A confusion matrix is a table that is used to determine the performance of a classification model. We compare the predicted values for test data with the true values known to us. Using this we get to know how many predictions were right & wrong, accuracy, precision, recall, sensitivity, and some more things can be obtained for further analysis. We will discuss these terms further.
Let’s understand Confusion Matrix with a Cyberattack example:
Intrusion Detection System (IDS) checks for any malicious activity on the system. It monitors the packets coming over the internet using some ML model and predicts whether it is normal or an anomaly.
Let’s say there are many hits on some servers, and then if there will be any malicious packet that means some is attacking, therefore the Cybersecurity team needs to be alert. Therefore for this, a Machine Learning model is created which examines all the network packets and predicts whether any attack happened on the system or not.
For sake of understanding, let’s take a hypothetical example. There are 165 packets that have hit our servers, therefore our ML model starts predicting whether there are any attacks or not. Then Model provides us the analysis in the form of Confusion Matrix, let’s understand what it means:
There were 165 total network packets examined by the ML model in the IDS system, which is been classified in the form of Confusion Matrix as displayed above.
- True Positive: The model predicted 50 packets are safe, and they were actually safe. This was a right prediction as well as positive news for us.
- True Negative: The model predicted 100 packets are malicious, and it was absolutely right. This was a right prediction but negative for us. Well, the security team got to know about the threat on time, which is a great thing.

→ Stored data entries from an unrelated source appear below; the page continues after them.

PR #5302, opened 2026-07-24
fix(windows): enforce LF line endings and normalize test path separators

LukashevychAndrii:
1. .gitattributes - enforce LF line endings

On Windows, Git's core.autocrlf converts LF to CRLF on checkout.
This broke serve.mjs: the shebang line became #!/usr/bin/env node\r, and esbuild
choked on the trailing \r. Prevents similar issues across the entire project.

2. useScreenWakeLock-scope.test.ts - normalize path separators

path.relative() returns backslashes on Windows, but the test asserted forward
slashes. Normalized on collection.

### DIFF
--- a/apps/readest-app/scripts/nightly-verify-harness/serve.mjs
+++ b/apps/readest-app/scripts/nightly-verify-harness/serve.mjs
@@ -1,4 +1,3 @@
-#!/usr/bin/env node
 // Local nightly-updater verification harness (Tier 2 detection + Tier 4 invoke).
 //
 // `pnpm verify:nightly` serves crafted nightly/stable manifests + a test artifact
--- a/apps/readest-app/src/__tests__/hooks/useScreenWakeLock-scope.test.ts
+++ b/apps/readest-app/src/__tests__/hooks/useScreenWakeLock-scope.test.ts
@@ -25,7 +25,7 @@ describe('screen wake lock scope', () => {
   const callSites = walk(SRC)
     .filter((path) => !path.endsWith('hooks/useScreenWakeLock.ts'))
     .filter((path) => /useScreenWakeLock\(/.test(readFileSync(path, 'utf8')))
-    .map((path) => relative(SRC, path));
+    .map((path) => relative(SRC, path).replace(/\\/g, '/'));
 
   it('is acquired while reading', () => {
     expect(callSites).toContain('app/reader/components/Reader.tsx');


.gitattributes
```diff
@@ -0,0 +1,44 @@
+* text=auto eol=lf
```
chrox: Why is this actually needed? I have never seen this .gitattributes in any popular open-source projects.

Also the binary file types seem not exhaustive at all. This does not look right.

chrox (changes requested):

chrox:
It might be more proper to enforces LF line endings in your editor as the default for this project since this is not a Windows project for sure.

.gitattributes
LukashevychAndrii: Not gonna do the "but *some big project* does it" thing - that's not a real argument.  text=auto without eol=lf still lets git convert to CRLF on windows checkout. That's exactly how serve.mjs got the stray \r that broke esbuild. The eol=lf is the part that actually fixes it. Went with a global rule + binary exceptions instead of listing every text format - just cleaner. Lmk if I missed any binary format actually used in the project, pretty sure i got them all

LukashevychAndrii:
> It might be more proper to enforces LF line endings in your editor as the default for this project since this is not a Windows project for sure.

how is editor settings "more proper"? I didn't open an editor. I cloned, changed nothing, ran pnpm test, and got failures. That's git corrupting files on checkout - editor has nothing to do with it. You're shipping tests that fail out of the box on windows

LukashevychAndrii:
> It might be more proper to enforces LF line endings in your editor as the default for this project since this is not a Windows project for sure.

Also, been chasing that TTS freeze bug where it randomly locks up. If you don't want that fix either, I'd rather know now than keep sinking time into it

chrox:
Is it possible to configure your git to use LF line endings? I also build and test on Windows 10 and never encounter this issue so I believe it's a problem of the environment settings.

chrox:
If we have to update the configuration every time we introduce a new file type, the workflow becomes fragile. There should be a more robust solution.

LukashevychAndrii:
> If we have to update the configuration every time we introduce a new file type, the workflow becomes fragile. There should be a more robust solution.

That's why I went with * text=auto eol=lf - it covers all text files automatically, nothing to update when new file types are added. The binary list only changes when you add a new binary format to the project. If the global rule bothers you *.mjs text eol=lf is the minimal fix, but that leaves the footgun

chrox:
I'm fine with configuration to the text files, but it still surprises me when the git changes every LF line endings by default for even binary files. I'm not familiar with Windows, but is this true behavior?

LukashevychAndrii:
> I'm fine with configuration to the text files, but it still surprises me when the git changes every LF line endings by default for even binary files. I'm not familiar with Windows, but is this true behavior?

core.autocrlf=true is meant to normalize line endings, but it's breaking the build: git adds \r on checkout, esbuild strips only the shebang (leaving \r behind), and the parse fails.

about binaries: git detects binary fine on its own, the list is just good practice, i collected all formats that are being used currently

chrox:
Then we should fix the serve.mjs. The shebang is not cross-platform so we should remove it.

LukashevychAndrii:
> Then we should fix the serve.mjs. The shebang is not cross-platform so we should remove it.

Agreed, that's cleaner

chrox (approved):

- False Negative: The prediction was that 5 packets are threatful but actually they were safe. This was a wrong prediction, well the security team has to waste unnecessary time but anyway there was no threat to the servers. This is also known as Type 2 Error.

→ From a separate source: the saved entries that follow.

PR #5305, opened 2026-07-24
feat(theme): unify theme selector and bg texture selector styling

### LINKED ISSUE #5289: Inconsistent styling between theme picker and bg image picker
Image

While the background image places its radio button in the top right corner and uses a blue button, the theme picker places it in the center and uses a white button. Personally, I think both sections should use white buttons, but the theme picker should be styled more in line with the minimal look of the background picker.

dastarruer:
Closes #5289.

# Screenshots

image

image

image

Inspiration taken from apple books


chrox:
It's much better now. Thanks.

PR #5328, opened 2026-07-25
[WIP] feat: add mangadex integration

### LINKED ISSUE #5221: FR: Download manga from mangadex

Currently in order to read manga from mangadex in readest, this has to be done with a third-party tool, and then imported into readest. In addition, so far, the tools that I've found do not allow you to download by volume, and instead require you to download by chapter.

A feature that downloads manga using the [official mangadex api](https://api.mangadex.org/docs/) in the CBZ format, and saves it to the user's library.

_No response_

### Additional Context

This is not against their terms of service, as the api exposes downloads directly. However, they may not organize chapters by volume, so if this is the case, perhaps the user can select multiple chapters to be downloaded and merged into one file.

dastarruer:
Closes #5221.

The idea here is to add a `/mangadex` route that lets the user download manga to their library in the `.cbz` format via the [MangaDex API](https://api.mangadex.org/docs/).

Here is a list of features I hope to implement:

# Roadmap

## Core features

- [ ] Search MangaDex for manga
- [ ] View manga details and available chapters
- [ ] Download chapters as `.cbz` files
  - [ ] Choose between original and reduced quality (supported natively by the mangadex api)
  - [ ] Download a single chapter
  - [ ] Download multiple chapters in bulk
    - [ ] Save chapters as separate books or a single book
  - [ ] Download chapters by volume when possible

## Possible future improvements

While these features would be nice, whether I actually go through with adding them is another thing. These features would basically turn readest into a mangadex client, which is *way* out of the scope of my abilities. That being said:

- [ ] MangaDex account integration (prerequisite for the next two features)
- [ ] Sync manga reading status with MangaDex
- [ ] Manga updates feed (perhaps with added push notifications as well)
- [ ] Resize manga to user's device screen resolution (would reduce file sizes)
  - [ ] If sync is enabled, the option to choose which device to resize/optimize for

(Personally feel that resizing manga would be nice, just because ~40 chapters can result in a 400mb file in my experience, which, given the 500mb sync limit would be very limiting.)

### DIFF
--- a/apps/readest-app/src/__tests__/services/mangadex/search.test.ts
+++ b/apps/readest-app/src/__tests__/services/mangadex/search.test.ts
@@ -1,0 +1,115 @@
+import { searchManga } from '@/services/mangadex/search';
+import { describe, it, expect, vi } from 'vitest';
+
+describe('search', () => {
+  const fakeResponse = {
+    result: 'ok',
+    response: 'collection',
+    data: [
+      {
+        id: 'fcb5111f-be88-4f5a-b456-22135f3eda49',
+        type: 'manga',
+        attributes: {
+          title: { en: 'ONE PIECE STRONG WORLD' },
+          altTitles: [{ en: 'One Piece: Strong World' }, { en: 'One PIece Volume 0' }],
+          description: {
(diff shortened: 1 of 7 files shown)


dastarruer:
Given mangadex's dubious legality, supporting mangadex integration may not be the best idea in the long term, so I'll be closing this.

- False Positive: The model predicted that 10 packets are safe, but actually they were not. This is the most dangerous prediction, as the security team got no alert, but the server was in threat. This is also known as Type 1 Error.
It is important to create the ML model & train it in such a way that the Type 1 and 2 errors should reduce to a minimum, then only full-proof Cybersecurity can be achieved. This is the overview of how Cybersecurity is maintained using machine learning in the real world.
What Confusion Matrix provides us:
We can obtain various things like accuracy, precision, recall, and many more significant values for further analysis through the Confusion matrix.
- Precision: Precision is used to calculate the model’s ability to classify positive values correctly. It is the true positives divided by the total number of predicted positive values.
- Accuracy: Accuracy is used to find the portion of correctly classified values. It tells us how often our classifier is right. It is the sum of all true values divided by total values.
- Sensitivity: It is used to calculate the model’s ability to predict positive values. It is the true positives divided by the total number of actual positive values.
- Misclassification: It is the inability of the system to provide the right predictions. It can be calculated as 1 minus the accuracy OR sum of all the false values divided by the total values.
Similarly, other quantities as specified in tabular format in the figure shown above.
Machine Learning use cases are increasing day by day in all the domains possible, and Cybersecurity is one such domain that is getting benefitted by the advancements in ML. Never before in the past, the detection of threats of cyber attacks was so fast & easy to detect. With more and more enhancement in technologies, Cybercrime is also increasing many folds. Hence, it is the need of the hour to safeguard our community through better & faster threat detection systems.
Thankyou for reading, hope you got to learn something from this!